Dienstag, 21. Mai 2002

NEWS: Zechners Pläne für die Vereinigten Bühnen

  • Ronacher soll Haus für alle Formen von Musik & Sprache werden
  • Noch-Intendant Klausnitzer erhebt Einsprüche an ihren Plänen

Es war lange ein gut gehütetes Geheimnis, jetzt ist es fix: Die Ex-ORF-Programmintendantin wird Musical-Chefin! Kathrin Zechner und Festwochen-Musikchef Hans Landesmann präsentieren in der Donnerstag erscheinenden NEWS-Ausgabe die Eckpunkte ihrer Konzepte.

Zechner sieht vor allem beim Ronacher Handlungsbedarf (das Raimundtheater ist als repräsentative Musicalbühne unbestritten): Ihr schwebt laut NEWS "ein Haus für alle Formen des Musik- und Sprechtheaters vor. Vom kleinen, pfiffigen Musical über die englische "Black Comedy" bis zur Anarcho-Performance "Shockheaded Peter". Damit könnten auch die Umbaukosten in Grenzen gehalten werden.

Dagegen erhebt allerdings Noch-Intendant Klausnitzer Einsprüche: "Es ist sicher berechtigt, sich Gedanken zu machen, welche zusätzlichen Formen in Wien noch Platz haben. Auf der anderen Seite bedeutet eine Nutzung des Ronachers für andere Formen eine Einschränkung des Musicals, was nach meinen Informationen die Stadt nicht vorhat.
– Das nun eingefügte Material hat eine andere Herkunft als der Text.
Issue #1122, opened 2017-05-26
Azkaban to have KILLING status transition


juhoautio:
We've had quite a lot of trouble with jobs/flows not terminating properly after execution has been killed. In that case it would be really helpful to see that the flow is still in "killing" state instead of "killed". Because if you kill an execution and expect it to have been terminated, but it hasn't, next day's scheduled run can be blocked by some job threads that were somehow hung (we mostly run everything in pipeline level 1 mode). Of course the real problem is somewhere else then (if a flow doesn't terminate properly). But this would at least give better visibility and save from most of the cases because if you notice that flow refuses to die you can restart the executor node.

Now it's just: RUNNING -> KILLED, although in reality some jobs can be still running, waiting for thread to exit, and what not.

So, add a new lifecycle phase so that it's: RUNNING -> KILLING -> KILLED.

I think it might be good if it's allowed to try killing the flow again while it's already being killed.. or if it makes more sense, while killing, azkaban could keep calling cancel() again on jobs that refuse to terminate, because it's possible that the first cancellation request failed for some reason.

From the perspective of blocking other jobs in pipeline mode, KILLING status should block newer executions in the same way that RUNNING status does.

juhoautio:
@HappyRay & co., any chance to get some early feedback based on https://github.com/juhoautio/azkaban/pull/2? This is basically a working implementation, but it depends on some other PRs that I'd like to get in first. Then I will make a cleaned up & rebased PR based on https://github.com/juhoautio/azkaban/pull/2.

HappyRay:
I am not against the idea of having this state given that administrators may choose to allow a relatively long timeout for a job to be terminated gracefully. 

As you suggested, we need to find a way to reliably terminate jobs and if we can't, notify the users. 

The current ProcessJob based jobs should force kill the job process see
azkaban.jobExecutor.ProcessJob#cancel

Do your jobs overwrite this method?

We typically avoid restarting executors since this will affect existing running flows. We start a new executor each time and leave the older executors running.

HappyRay:
FYI since you use pipeline option, here is a related issue we discovered recently while reading the code. #1125 "The pipeline concurrent option is not reliable in the multiple executor mode"

juhoautio:
[...]

PR #1172, opened 2017-06-06
New status: KILLING

juhoautio:
Implements https://github.com/azkaban/azkaban/issues/1122: _Azkaban to have KILLING status transition_.

- New status transition after `kill()` is called: `.. -> KILLING -> KILLED`.
- Don't set the status to `KILLED` before all job threads have exited.

Execution graph:

killing-1-graph

Execution Job List:

killing-2-job list

History:

killing-3-history

----

After this change, I would like to rename these private booleans:
- `JobRunner: killed -> cancelRequested`
- `FlowRunner: flowKilled -> killRequested`

Otherwise it's quite easy to assume that those `killed` booleans mean already having `KILLED` status, when it can also be `KILLING`.

### DIFF
--- a/azkaban-common/src/main/java/azkaban/executor/Status.java
+++ b/azkaban-common/src/main/java/azkaban/executor/Status.java
@@ -16,8 +16,8 @@
 
 package azkaban.executor;
 
-import java.util.HashMap;
-import java.util.Map;
+import com.google.common.collect.ImmutableMap;
+import java.util.Arrays;
 
 public enum Status {
   READY(10),
@@ -37,13 +37,8 @@ public enum Status {
   // status is TINYINT and in H2 DB the possible values are: -128 to 127
   // so trying to store CANCELLED in H2 fails at the moment
 
-  private static final Map<Integer, Status> numValMap = new HashMap<>();
-
-  static {
-    for (final Status status : Status.values()) {
-      numValMap.put(status.getNumVal(), status);
-    }
-  }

Wir jedenfalls werden heuer im Herbst in Japan und am Broadway Premiere haben und in Wien mit ,Wake UpS eine neue Uraufführung bieten."

Das Konzept fürs Theater an der Wien
Landesmanns Konzept für das Theater an der Wien: Das Haus soll an 80 bis 100 Abenden im Jahr bespielt werden. Festwochen, Klangbogen und Osterklang werden im Theater an der Wien zentriert. Dazu kommen drei bis vier Opern-Eigenproduktionen mit den Symphonikern als Hausorchester. Kooperationen mit Staats- und Volksoper (die Anteile aus ihrem Budget einbringen müssen) sind erwünscht. Bundesländerbühnen gastieren während der Festwochen. Für Konzerte und Tanz ist das Haus l entgegen anderen konzeptionellen Überlegungen - nicht geeignet. Landesmann betrachtet sich als "Mann des Überganges", der an einen eigenen Intendanten übergeben soll.